Allergy/Immunology

Question 1

Best way to exclude antibody deficiency

Answer 1

check for specific antibodies to haemophilus, pneumococci and tetanus

Note: Immunoglobulins and subclasses can be normal in the setting of specific

Question 2

Henoch-Schonlein Purpura is an immune complex type 2 hypersensitivity reaction T/F

Answer 2

False - type 3; not 2

Question 3

What are some features of non IgE mediated food allergy?

Answer 3

Eczema
FTT
Irritability
Reflux

Question 4

What lab is abnormal in hereditary angio edema C3 or C4?

Answer 4

C4 will be low

C3 is always normal

Question 5

Post strep glomerulonephritis is what type of hypersensitivity?

Answer 5

Type III - immune complex deposition

Other Type III: SLE, serum sickness, reactive arthritis
Immune complex deposition

Question 6

Example of a type I hypersensitivity reaction?

Answer 6

Anaphylaxis

Mediated by mast cells

Question 7

Type II hypersensitivity reaction examples?

Answer 7

Autoimmune haemolytic anaemia

Rheumatic heart disease

Question 8

What are type IV hypersensitivity reactions mediated by?

Answer 8

T cell

Examples: contact dermatitis, Mantoux test , GVHD, rheumatoid arthritis

Question 9

Different reasons for patch vs skin prick testing?

Answer 9

Patch is for late phase reactions - contact dermatitis to latex for example , drug allergies
Skin prick is for IgE mediated immediate reactions

Question 10

DiGeorge syndrome is assoc with what immuno abnormality?

Answer 10

Absent T cells

Note: may have normal serum immunoglobulins but low antibody responses.

Question 11

Bruton’s disease is assoc with what immuno abnormality?

Answer 11

Absent mature B cells

This results in panhypogammaglobulinemia

Question 12

Cow’s milk protein intolerance can manifest as anaphylaxis and shock T/F

Answer 12

T

Can also have other features of allergy without anyphylaxis

Question 13

Rheumatoid arthritis is what type of hypersensitivity reaction?

Answer 13

Type IV

Note: as are contact dermatitis, Mantoux test , GVHD
Involves T cell antigens, delayed

Question 14

What leukotrienes are involved in anaphlyaxis?

Answer 14

B4, C4, D4 and E4

NOT A4

Question 15

In anaphylaxis what % of patients will have a repeat episode within 8 hours?

Answer 15

More than 20%

Question 16

What is the prevalence of food allergies in westernised countries?

Answer 16

About 5%

Question 17

What pneumococcal vaccine protects against more serotypes the conjugated or unconjugated?

Answer 17

Unconjugated (30-40 serotypes)

Note: conjugated is only 13 serotypes

Question 18

What system is most commonly affected by IgE mediated cows’ milk protein allergy?

Answer 18

Skin

Question 19

What system is most commonly affected by non IgE mediated cows’ milk protein allergy?

Answer 19

GI

Note: non IgE is delayed hypersensitivity

Question 20

How is scombroid fish allergy mediated?

Answer 20

It is a histamine overdose - it occurs as a result of bacterial overgrowth producing the scombroid toxin.

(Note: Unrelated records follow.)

PR #2193, opened 2015-11-10
[CLI] Table improvements

Kami:
Fixes some regressions introduced when adding "elapsed" feature.


manasdk:
This entire calculation part is horrible. I don't understand the code much anymore.

Kami:
I also cherry picked it into v1.1.1.

Kami:
> This entire calculation part is horrible. I don't understand the code much anymore.

True, it's less than ideal, but I just wanted to get it to work for the common use case. We definitely should clean it up and improve it when we have more time.

manasdk:
Actually I was hoping some library would deal with this mess. But yeah problem for our future us.

PR #2199, opened 2015-11-12
Escape action parameters before saving to db

### LINKED ISSUE #2198: Special characters in object keys
Trying to run an action with `type:object` parameter with the key containing `.` like
```
{
  "a.b": "c"
}
```
returns 500 and creates a record in logs:
```
2015-11-11 23:55:43,183 ERROR [-] Unable to execute action. Unexpected error encountered.
  File "/mnt/st2/st2api/st2api/controllers/v1/actionexecutions.py", line 119, in _handle_schedule_execution
    return self._schedule_execution(liveaction=liveaction)
  File "/mnt/st2/st2api/st2api/controllers/v1/actionexecutions.py", line 149, in _schedule_execution
    _, actionexecutiondb = action_service.request(liveactiondb)
  File "/mnt/st2/st2common/st2common/services/action.py", line 98, in request
    liveaction = LiveAction.add_or_update(liveaction, publish=False)
  File "/mnt/st2/st2common/st2common/persistence/base.py", line 155, in add_or_update
    model_object = cls._get_impl().add_or_update(model_object)
  File "/mnt/st2/st2common/st2common/models/db/__init__.py", line 174, in add_or_update
    instance.save()
  File "/mnt/st2/virtualenv/local/lib/python2.7/site-packages/mongoengine/document.py", line 224, in save
    self.validate(clean=clean)
  File "/mnt/st2/virtualenv/local/lib/python2.7/site-packages/mongoengine/base/document.py", line 323, in validate
    raise ValidationError(message, errors=errors)
ValidationError: ValidationError (LiveActionDB:None) (Invalid dictionary key name - keys may not contain "." or "$" characters: ['parameters'])
2015-11-11 23:55:43,192 DEBUG [-] API call failed: None (exception_message='ValidationError (LiveActionDB:None) (Invalid dictionary key name - keys may not contain "." or "$" characters: [\'parameters\'])',exception_data={'comment': None, '_headers': None, 'conditional_response': False, 'detail': 'ValidationError (LiveActionDB:None) (Invalid dictionary key name - keys may not contain "." or "$" characters: [\'parameters\'])', '_app_iter': [''], '_status': '500 Internal Server Error', '_headerlist': [('Content-Type', 'text/html; charset=UTF-8'), ('Content-Length', '0')]},exception_class='HTTPInternalServerError')
2015-11-11 23:55:43,193 INFO [-] 2e24e698-6aa7-40d6-8122-b598b978bb44 - POST /v1/executions (remote_addr='172.168.60.1',method='POST',status_code='500 Internal Server Error',request_id='2e24e698-6aa7-40d6-8122-b598b978bb44',path='/v1/executions')
172.168.60.1 - - [11/Nov/2015 23:55:43] "POST /v1/executions HTTP/1.1" 500 646 0.021786
```

As much as I would like to just say "there's the list of characters you can't use in your object keys", we have a `core.remote` action which keys do indeed contain dots.

enykeev:
resolves #2198

### DIFF
--- a/st2common/st2common/models/db/action.py
+++ b/st2common/st2common/models/db/action.py
@@ -73,7 +73,7 @@ class ActionDB(stormbase.StormFoundationDB, stormbase.TagsMixin,
     runner_type = me.DictField(
         required=True, default={},
         help_text='The action runner to use for executing the action.')
-    parameters = me.DictField(
+    parameters = stormbase.EscapedDynamicField(
         help_text='The specification for parameters for the action.')
     notify = me.EmbeddedDocumentField(NotificationSchema)
 
--- a/st2actions/tests/unit/test_notifier.py
+++ b/st2actions/tests/unit/test_notifier.py
@@ -80,7 +80,8 @@ class NotifierTestCase(unittest2.TestCase):
                 self.tester.fail('Test failed')
 
     @mock.patch('st2common.util.action_db.get_action_by_ref', mock.MagicMock(
-        return_value=ActionDB(pack='core', name='local', runner_type={'name': 'run-local-cmd'})))
+        return_value=ActionDB(pack='core', name='local', runner_type={'name': 'run-local-cmd'},
+                              parameters={})))
     @mock.patch('st2common.util.action_db.get_runnertype_by_name', mock.MagicMock(
         return_value=RunnerTypeDB(runner_parameters={})))
     @mock.patch.object(Action, 'get_by_ref', mock.MagicMock(
--- a/st2common/st2common/models/db/execution.py
+++ b/st2common/st2common/models/db/execution.py
@@ -54,7 +54,7 @@ class ActionExecutionDB(stormbase.StormFoundationDB):
         help_text='The timestamp when the liveaction was created.')
     end_timestamp = ComplexDateTimeField(
         help_text='The timestamp when the liveaction has finished.')
-    parameters = me.DictField(
+    parameters = stormbase.EscapedDynamicField(
         default={},
         help_text='The key-value pairs passed as to the action runner & action.')
     result = stormbase.EscapedDynamicField(
--- a/st2common/st2common/models/db/liveaction.py
+++ b/st2common/st2common/models/db/liveaction.py
@@ -59,7 +59,7 @@ class LiveActionDB(stormbase.StormFoundationDB):
     action = me.StringField(
         required=True,
         help_text='Reference to the action that has to be executed.')
-    parameters = me.DictField(
+    parameters = stormbase.EscapedDynamicField(
         default={},
         help_text='The key-value pairs passed as to the action runner & execution.')
     result = stormbase.EscapedDynamicField(


Kami:
LGTM - good catch.

I'm wondering why we didn't do that before (probably an oversight :)).

Kami:
On a related note - if we don't do that yet we should probably come up with more strict validation rules for parameter name - e.g. something similar as we do for pack names.

lakshmi-kannan:
@Kami I don't know if one should EscapedDynamicField or EscapedDictField here?

Kami:
I believe the only difference is that `EscapedDictField` performs some extra validation to make sure that the value is dict and dict keys are strings, right?

If so and if the tests pass, we should probably use `EscapedDictField`.

lakshmi-kannan:
I am leaning towards DictField as well. About tests, they don't pass for me.

Kami:
If so we need to dig in and see if it's a legit failure or if some tests use bad fixtures or similar.

Kami:
Also, we should cherry-pick this onto v1.1.1 once it's ready.

manasdk:
As I think about it why is providing support for `.` a good idea? I am not sure this will work when we try to reference parameters in criteria or workflow I.e. and jinja context. 

Please use this parameter in a rule or actionchain and see it work properly. E.g. `-` are not allowed in jinja templates.

Kami:
True, that's a good point - so if anything, we should make the validation change :)

st2common/st2common/models/db/action.py
```diff
@@ -73,7 +73,7 @@ class ActionDB(stormbase.StormFoundationDB, stormbase.TagsMixin,
     runner_type = me.DictField(
         required=True, default={},
         help_text='The action runner to use for executing the action.')
-    parameters = me.DictField(
+    parameters = stormbase.EscapedDynamicField(
```
manasdk: DictField to EscapedDictField.

manasdk:
-1 to this change. I am not sure I see the value.

enykeev:
The cause of this change is that I've tried to pass execution (not execution id, but whole execution) as parameter and end up with an error on remote runner where execution results contain `.` in key (host cmd is run against). If we decide to disallow `.` inside params, we should do the same for the rest of our dicts.

enykeev:
The idea is that user may not have complete control over data he passes to the action so in some cases, he end up in the same situation I am now when I can't possibly use an action with the data I have.

enykeev:
As for Jinja, pretty sure it allows you to get an item of the mapping no matter what kind of characters its key contain providing you do that using square bracket notation.

Kami:
So, yeah, the problem is also the attribute value, not just the parameter name, right?

If so, I do see the problem. We should allow users to pass in a parameter value which is a dict and contains dots or other special characters in the keys (as @enykeev this could be arbitrary data which is not controlled by the user).

Having said that - it would still be a good idea to add some restrictions on parameter names (not values).

manasdk:
Thanks for the explanation. I see the point now. Without context these changes are very hard to reason.

Ok. I can see how you want to use this; my personal sense is that this border-lining abuse especially that part that user has no control over data being passed into the action seems like a red-herring but we use this pattern ourselves very often so I can't call this as incorrect usage.

Alright, you will need an `EscapedDynamicField` and cannot use an `EscapedDictField`. Although in both cases the escaping happens only at the top-level i.e. the mongodb addressable property in the dynamicfield anything inside the document will be ignored. We can get away with it for now but this may not actually work in a non-mongo setup but that is a problem for future us :)

FYI `.` and `$` are both restricted.

Also, you are right it is possible to use in jinja with the dictionary notation. I wonder how yaql would fare - maybe that would also work.

Kami:
LGTM, +1.

Let's get this merge and run it on the build server for a while before picking onto v1.1.1.

Kami:
Cherry picked onto v1.1.1.

PR #2209, opened 2015-11-13
spelt out what rbac means

jonico:
figured that not everybody knows what rbac stands for

### DIFF
--- a/docs/source/index.rst
+++ b/docs/source/index.rst
@@ -25,7 +25,7 @@ Contents:
     traces
     cli
     authentication
-    rbac
+    rbac (role based access control)
     client_libraries
     reference <reference/index>
     troubleshooting/index


docs/source/index.rst
```diff
@@ -25,7 +25,7 @@ Contents:
     traces
     cli
     authentication
-    rbac
+    rbac (role based access control)
```
manasdk: Will check if it renders properly in the left nav.

Kami: Since it's a link you need to use `title <link syntax>`

Kami:
Thanks, but it actually already renders correctly on the website - http://docs.stackstorm.com/latest/ (see navigation bar on the left).

In this case "rbac" is a link to a file and the title (Role Based Access Control) is read from the referenced / link file (docs/source/rbac.rst).

manasdk:
I think we are ok here as Kami pointed out i.e. RBAC is already spelled out.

Note: it is not IgE mediated and not a true allergy but an overdose as stated above

Question 21

What is the inheritance of chronic granulomatous disease?

Answer 21

X linked

Question 22

What are the typical organisms that cause infections in patient with chronic granulomatous disease?

Answer 22

Catalase positive

Remember as PLACESS for cats
Pseudomonas
Listeria
Aspergillus
Candida
E coli
S aureus 
Serratia

Question 23

What cell type is deficient in chronic granulomatous disease? How does it typically present?

Answer 23

Phagocytes

Deep abscess, skin infections and pneumonia due to catalase + organisms. Can also present with colitis

Question 24

How is cyclic neutropenia diagnosed?

How does it present?

Answer 24

Twice weekly full blood counts for 8 weeks (this is the only method to diagnosis!)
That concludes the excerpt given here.